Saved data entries
--- START ---

PR #7199, opened 2023-11-27
Reduce array allocations when loading definition

segiddins:
The same array was being re-created in a loop (as well as the `generic_local_platform`), which is avoidable by hoisting it to a frozen array created once

### DIFF
--- a/bundler/lib/bundler/definition.rb
+++ b/bundler/lib/bundler/definition.rb
@@ -245,8 +245,9 @@ module Bundler
     end
 
     def filter_relevant(dependencies)
+      platforms_array = [generic_local_platform].freeze
       dependencies.select do |d|
-        d.should_include? && !d.gem_platforms([generic_local_platform]).empty?
+        d.should_include? && !d.gem_platforms(platforms_array).empty?
       end
     end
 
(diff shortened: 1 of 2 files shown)


martinemde (approved):

bundler/lib/bundler/definition.rb
```diff
@@ -270,9 +271,15 @@ def specs_for(groups)
...
       groups.map!(&:to_sym)
-      current_dependencies.reject do |d|
-        (d.groups & groups).empty?
+      deps = current_dependencies # always returns a new array
+      deps.select! do |d|
+        if RUBY_VERSION >= "3.1"
+          d.groups.intersect?(groups)
+        else
+          !(d.groups & groups).empty?
+        end
```
deivid-rodriguez, line 280: Does `reject!` work?

deivid-rodriguez: Oh so using `intersect?` is also for performance? I thought the performance was just modifying the array in place, and while intersect is cool, didn't seem worth the extra complexity of having two code branches, etc. But it's fine either way, specially if this way is faster.

deivid-rodriguez (approved):

bundler/lib/bundler/definition.rb
segiddins: `intersect?` saves the array allocation from `&`

martinemde: Is it worth calculating which version to use outside the block? Is the RUBY_VERSION check is doing anything complex like splitting strings?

--- END ---

◆ Exercise aim ◆
Apply a filter for "segiddins" to the data above, then copy each line that matches.

◆ Exercise answer ◆
segiddins:
segiddins: `intersect?` saves the array allocation from `&`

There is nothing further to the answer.